:: ACTIVITY ::
Using the records below, transcribe word for word the stretch from the line that contains "Exclude sub-directory iteration" through the line that contains "Should we have", both end lines included, and nothing else.

:: Stored items ::

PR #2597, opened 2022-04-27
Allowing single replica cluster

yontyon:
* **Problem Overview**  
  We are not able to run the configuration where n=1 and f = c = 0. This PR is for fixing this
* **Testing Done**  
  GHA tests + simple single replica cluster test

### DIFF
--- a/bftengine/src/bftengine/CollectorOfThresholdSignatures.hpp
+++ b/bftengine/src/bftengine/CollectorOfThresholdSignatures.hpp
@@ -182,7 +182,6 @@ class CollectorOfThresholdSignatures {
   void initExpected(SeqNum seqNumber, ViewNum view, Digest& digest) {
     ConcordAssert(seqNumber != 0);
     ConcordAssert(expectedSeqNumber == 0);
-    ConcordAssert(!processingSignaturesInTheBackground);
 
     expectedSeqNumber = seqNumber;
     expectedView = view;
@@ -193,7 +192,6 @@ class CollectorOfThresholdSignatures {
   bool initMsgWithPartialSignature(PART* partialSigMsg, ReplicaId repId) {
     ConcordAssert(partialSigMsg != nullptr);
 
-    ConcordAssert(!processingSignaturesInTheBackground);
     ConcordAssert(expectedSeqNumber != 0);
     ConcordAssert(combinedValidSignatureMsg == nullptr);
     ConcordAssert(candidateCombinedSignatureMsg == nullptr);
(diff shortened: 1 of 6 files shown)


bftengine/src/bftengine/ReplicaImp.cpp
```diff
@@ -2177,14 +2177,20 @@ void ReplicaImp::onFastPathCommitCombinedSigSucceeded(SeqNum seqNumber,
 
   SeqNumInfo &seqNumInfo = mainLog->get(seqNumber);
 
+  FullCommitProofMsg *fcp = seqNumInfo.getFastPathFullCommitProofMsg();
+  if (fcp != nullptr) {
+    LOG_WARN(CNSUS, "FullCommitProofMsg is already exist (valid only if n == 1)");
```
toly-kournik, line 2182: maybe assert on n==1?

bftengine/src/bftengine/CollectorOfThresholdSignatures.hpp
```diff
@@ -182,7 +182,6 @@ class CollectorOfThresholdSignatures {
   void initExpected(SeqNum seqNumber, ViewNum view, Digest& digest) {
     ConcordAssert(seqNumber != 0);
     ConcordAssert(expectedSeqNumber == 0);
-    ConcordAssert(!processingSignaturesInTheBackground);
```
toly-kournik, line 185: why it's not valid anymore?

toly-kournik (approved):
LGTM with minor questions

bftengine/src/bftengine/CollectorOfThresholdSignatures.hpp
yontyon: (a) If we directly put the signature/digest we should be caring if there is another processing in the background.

--

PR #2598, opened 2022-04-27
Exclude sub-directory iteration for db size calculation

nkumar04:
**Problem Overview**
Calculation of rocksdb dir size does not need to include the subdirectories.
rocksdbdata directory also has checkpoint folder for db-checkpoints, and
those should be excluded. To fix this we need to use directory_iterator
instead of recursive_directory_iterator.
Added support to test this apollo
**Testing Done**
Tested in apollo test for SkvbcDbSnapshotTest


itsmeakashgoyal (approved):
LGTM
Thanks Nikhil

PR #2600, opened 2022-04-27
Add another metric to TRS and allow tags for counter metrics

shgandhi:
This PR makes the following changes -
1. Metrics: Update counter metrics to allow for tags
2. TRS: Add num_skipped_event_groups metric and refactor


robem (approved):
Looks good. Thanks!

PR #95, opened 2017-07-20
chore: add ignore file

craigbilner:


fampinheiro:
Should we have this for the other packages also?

* * *

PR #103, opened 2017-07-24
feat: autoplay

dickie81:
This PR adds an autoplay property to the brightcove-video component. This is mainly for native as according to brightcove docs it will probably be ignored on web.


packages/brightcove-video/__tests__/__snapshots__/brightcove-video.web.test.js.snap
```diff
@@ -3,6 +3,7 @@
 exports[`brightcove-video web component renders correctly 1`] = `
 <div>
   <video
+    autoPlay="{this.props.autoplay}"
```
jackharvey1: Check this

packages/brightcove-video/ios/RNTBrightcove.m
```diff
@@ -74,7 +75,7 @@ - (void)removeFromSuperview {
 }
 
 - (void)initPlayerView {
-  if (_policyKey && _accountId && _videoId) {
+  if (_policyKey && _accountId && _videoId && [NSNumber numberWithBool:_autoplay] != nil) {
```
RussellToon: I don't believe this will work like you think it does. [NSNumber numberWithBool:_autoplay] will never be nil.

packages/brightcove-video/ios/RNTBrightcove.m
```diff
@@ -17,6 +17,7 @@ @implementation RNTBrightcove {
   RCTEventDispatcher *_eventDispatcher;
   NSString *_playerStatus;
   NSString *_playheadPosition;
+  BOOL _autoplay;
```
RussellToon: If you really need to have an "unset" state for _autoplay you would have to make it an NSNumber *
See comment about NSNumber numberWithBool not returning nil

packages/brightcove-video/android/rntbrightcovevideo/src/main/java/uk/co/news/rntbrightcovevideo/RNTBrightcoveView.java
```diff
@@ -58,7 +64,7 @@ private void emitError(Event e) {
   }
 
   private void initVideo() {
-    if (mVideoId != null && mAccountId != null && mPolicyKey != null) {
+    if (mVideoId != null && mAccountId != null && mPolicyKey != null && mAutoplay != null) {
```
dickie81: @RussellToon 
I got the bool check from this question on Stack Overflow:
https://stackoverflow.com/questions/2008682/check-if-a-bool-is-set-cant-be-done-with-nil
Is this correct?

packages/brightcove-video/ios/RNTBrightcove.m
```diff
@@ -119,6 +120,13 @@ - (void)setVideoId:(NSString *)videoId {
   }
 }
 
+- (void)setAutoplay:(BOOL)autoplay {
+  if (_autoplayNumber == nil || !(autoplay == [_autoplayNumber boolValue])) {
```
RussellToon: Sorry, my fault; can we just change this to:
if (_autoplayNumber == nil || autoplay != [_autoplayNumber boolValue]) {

:: TASK OUTPUT ::
Exclude sub-directory iteration for db size calculation

nkumar04:
**Problem Overview**
Calculation of rocksdb dir size does not need to include the subdirectories.
rocksdbdata directory also has checkpoint folder for db-checkpoints, and
those should be excluded. To fix this we need to use directory_iterator
instead of recursive_directory_iterator.
Added support to test this apollo
**Testing Done**
Tested in apollo test for SkvbcDbSnapshotTest


itsmeakashgoyal (approved):
LGTM
Thanks Nikhil

PR #2600, opened 2022-04-27
Add another metric to TRS and allow tags for counter metrics

shgandhi:
This PR makes the following changes -
1. Metrics: Update counter metrics to allow for tags
2. TRS: Add num_skipped_event_groups metric and refactor


robem (approved):
Looks good. Thanks!

PR #95, opened 2017-07-20
chore: add ignore file

craigbilner:


fampinheiro:
Should we have this for the other packages also?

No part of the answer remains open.